Stored data:
PR #398, opened 2020-01-30
Externalize the in-memory connector

### LINKED ISSUE #324: Externalize the in-memory connector to its own module

cescoffier:
Fix #324

* Move the in-memory connector to its own module
* Update doc
* Small refactoring of the tests

### DIFF
--- a/smallrye-reactive-messaging-in-memory/src/test/java/io/smallrye/reactive/messaging/connectors/WeldTestBase.java
+++ b/smallrye-reactive-messaging-in-memory/src/test/java/io/smallrye/reactive/messaging/connectors/WeldTestBase.java
@@ -1,4 +1,4 @@
-package io.smallrye.reactive.messaging;
+package io.smallrye.reactive.messaging.connectors;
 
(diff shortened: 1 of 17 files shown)


smallrye-reactive-messaging-in-memory/src/test/java/io/smallrye/reactive/messaging/connectors/WeldTestBase.java
```diff
@@ -0,0 +1,154 @@
+package io.smallrye.reactive.messaging.connectors;
```
kenfinnigan: Is this class somewhere it doesn't get pulled in as a dependency? Do we need a common test dependency?

cescoffier: At some point, we may want to externalize some of the duplicated test classes somewhere. I also need to check if I cannot use Weld unit directly.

Exercise aim:
Within the data above, how many lines include the word "module"? Respond with the number only.

Reply:
2